The genesis of “My Island Home” goes back to a program Hall and Sylvain Bergeron performed in Montréal in the late 1990s. “We started out with mostly baroque repertoire, then we’d do an audience pleaser of folk music at the end. Then the audience pleasers started getting longer and longer.” One thing led to another, and soon a program entirely devoted to Newfoundland songs came into focus. “Sylvain was collaborating with a lot of folk and rock musicians at the time, and he just kind of went out on a limb,” Hall said. “So the songs had a slightly funkier vibe that has stayed with us. I like to think that Newfoundland is the last outpost before you get to the Atlantic, Iceland, and Ireland. It’s just jutting out there on the edge — and the songs are doing that too.
“What is it that makes this particular program so unique?” Hall asked herself. “What is that feeling we’re trying to get across? I would say it comes down to the kind of magic I feel when I’m out on the edge of a rocky, barren cliff in Newfoundland looking out at the waves just bashing in. In Newfoundland, even if there’s no actual mist in the air, there’s always the anticipation of mist at any moment. It’s in that salt air and in that wetness of the air coming off the water. And the peaty smell, the juniper smell that comes off the land, and the wild roses. It’s got a kind of wild magic to it.”

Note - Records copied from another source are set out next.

PR #7272, opened 2016-12-13
Register (and tag) PiecewiseLinear.jl

joehuchette:


tkelman:
Is this JuMP (optimization) specific? The name should probably reflect that, otherwise it sounds much more general than it is.

joehuchette:
That's how I intend to use it, but it could be useful otherwise. I'm open to name suggestions that aren't ridiculously long.

tkelman:
PiecewiseLinearOpt? PiecewiseLinearJuMP? PiecewiseLinearProg?

joehuchette:
I think I can live with PiecewiseLinearOpt

PR #7276, opened 2016-12-13
Register and tag Tokenize.jl [https://github.com/KristofferC/Tokenize.jl]

KristofferC:


Tokenize/versions/0.0.1/requires
```diff
@@ -0,0 +1,2 @@
+julia 0.4
```
tkelman: should be tested on 0.4 if supported there

tkelman:
Anything takrn from JuliaParser should be acknowledged in the top-level license. If JuliaParser does this, why not improve  the existing package?

KristofferC:
Added juliaparser license and removed support for 0.4.

This isn't an improvement over JuliaParser, it does a different thing. Please read the README in Tokenize.jl and compare what JuliaParser does if you are interested.

KristofferC:
Gonna try attobot.

PR #7281, opened 2016-12-13
Register DASKR.jl

ChrisRackauckas:
DASKR.jl is a wrapper for the DASKR FORTRAN DAE solver. it has a simple interface and an interface which matches JuliaDiffEq.


tkelman:
Don't use Pkg.dir, use `dirname(@__FILE__)`

Should acknowledge the daskr license in the top level license file.

tkelman:
If you use Compat, it needs to be listed in REQUIRE

ChrisRackauckas:
Put in a new patch v0.0.2 which makes those changes.

tkelman:
@aviks please leave new package registrations open at least 24 hours

aviks:
yes, sorry, i misread the date.

DASKR/versions/0.0.2/requires
```diff
@@ -0,0 +1,3 @@
+julia 0.5
+DiffEqBase
+Compat
```
ChrisRackauckas: Yes, future patch will have it.

PR #9189, opened 2017-05-08
Register new package PiCraft.jl v0.1.0

attobot:
Repository: [JuliaBerry/PiCraft.jl](https://github.com/JuliaBerry/PiCraft.jl)
Release: [v0.1.0](https://github.com/JuliaBerry/PiCraft.jl/releases/tag/v0.1.0)
cc: @aviks


PiCraft/versions/0.1.0/requires
```diff
@@ -0,0 +1 @@
+julia 0.4
```
tkelman: are you still testing this on 0.4?

aviks: I did, actually. This code is unchanged from some time ago. However, given that we want all users on the Pi to use 0.5, I've updated require.

PR #9190, opened 2017-05-08
Tag IterativeSolvers v0.3.0 [https://github.com/JuliaMath/IterativeSo…

lopezm94:
…lvers.jl]


IterativeSolvers/versions/0.3.0/requires
```diff
@@ -0,0 +1,6 @@
+julia 0.5
+UnicodePlots
+RecipesBase
+SugarBLAS
+LinearMaps
+Compat 0.17.0
```
tkelman: doesn't look like you have any `@compat abstract type` anywhere, and `@compat` isn't needed for `const foo = bar` unless `foo` has a type parameter

tkelman: ah missed that `UnrestartedHistory` and `RestartedHistory` do have a type parameter, in which case they need Compat 0.18

lopezm94:
@tkelman Could you follow [these](https://juliadocs.github.io/Documenter.jl/latest/man/hosting.html#SSH-Deploy-Keys-1) instructions to allow auto deployment of docs? I would do it but I don't have access to IterativeSolvers.jl setting. It will allow the deployment of new documentation every time a tag is made

tkelman:
Okay done. Looks like you deleted the existing git tag?

lopezm94:
Thanks. Yes, I'll re-tag so the new commits are included.

lopezm94:
The docs didn't auto deploy unfortunately. I copied the full hash of the new tag.

tkelman:
Looks like this broke
- GeostatInversion cc @montyvesselinov http://pkg.julialang.org/logs/GeostatInversion_0.5.log
- PyAMG cc @cortner http://pkg.julialang.org/logs/PyAMG_0.5.log
- RobustLeastSquares cc @andyferris http://pkg.julialang.org/logs/RobustLeastSquares_0.5.log

@nkottary why didn't reverse dependency CI run here?

tkelman:
PyAMG cannot be fixed by adjusting METADATA bounds since IterativeSolvers is a test-only dependency there. Would need to make a new tag, either supporting IterativeSolvers 0.3 or adding an upper bound in test/REQUIRE

nkottary:
@tkelman We expect the julia version bounds to be mentioned as the first line of the requires file. This was not the case for IterativeSolvers.jl:v0.2.2. So the test errored out.

tkelman:
that's not mandatory, should use the Pkg.Reqs functions to parse those files

montyvesselinov:
Are there plans v0.3.0 to be fixed? Now we are ignoring it.

-monty

tkelman:
a more isolated test case in https://github.com/JuliaMath/IterativeSolvers.jl/issues/116 would be helpful

the upper bounds here were at least easier than the Mads-Gadfly problem since GeostatInversion hasn't had as many past tags

cortner:
sorry for the slow reaction, I'll make PyAMG compatible with the latest version of IterativeSolvers within the next few days.

PR #9194, opened 2017-05-09
Register new package Avro.jl v0.0.2

Hydrotoast:
**Repository**: [Hydrotoast/Avro.jl](https://github.com/Hydrotoast/Avro.jl)


Avro/versions/0.0.2/requires
```diff
@@ -0,0 +1,3 @@
+julia 0.5 0.6-
```
tkelman: upper bounds will not be effective unless applied to all past tags

Hydrotoast: Thanks, I just decided to fix the tests that broke on v0.6. Cutting a new patch.

PR #9198, opened 2017-05-09
Register new package Poltergeist.jl v0.0.1

wormell:
Repo: https://github.com/wormell/Poltergeist.jl
Tagged 0.0.1


Poltergeist/versions/0.0.1/requires
```diff
@@ -0,0 +1,7 @@
+julia 0.4
+ApproxFun 0.6.0
+BandedMatrices 0.2
+Compat 0.24.0
```
tkelman: unless you're using a feature that was first released in 0.24, this is too tight of a minimum version requirement

wormell: OK, it's now set at 0.16.

tkelman: what's the newest feature you're relying on?

wormell: Broadcast dot syntax.

tkelman: unless you're using an updating operator (https://github.com/JuliaLang/Compat.jl/commit/6d60600e9003bf23a4b42792b7ee645682fdcdbf or https://github.com/JuliaLang/Compat.jl/commit/63beaae5cb2aa417d169baec9a17ac9cc239c6aa), that doesn't actually need Compat

wormell: Ah, looks like I don't need Compat at all any more. Thank goodness

wormell:
The tags are now pushed

Poltergeist/versions/0.0.1/requires
tkelman: ah right, do you want to publish the 0.4-supporting version at all? might be cleaner to only have the latest tag get published here

wormell: Possibly, but it would be an earlier version than this one. I'll have a think about it and start over.

wormell: Thanks for your patience!

tkelman: see also https://github.com/attobot/attobot which you may find useful for automating some of the publishing process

How will she organize the Apollo’s Fire program? “I’ll tell a few stories, I might even try a recitation, something my grandfather's generation would have known really well. Those recitations, like the old songs, tend to go on for about 29 verses, so I’ll have to do a little curtailing or people will be there all night. But the music of the show will focus in on the really spine-tingling tunes, the haunting tunes. It’s meditative, but it’s also got an earthy quality. Some of the songs are heartbreaking, and then there are some I can only describe as ancient.”
Closing out our conversation, Meredith Hall added, “If you like traditional folk music, I think you’ll get a lot out of this. If you like folk rock and you open your ears, you’ll like this music as well. And if you like to watch Baroque musicians going out on a limb, you’ll like this show.”
Published on ClevelandClassical.com June 14, 2016.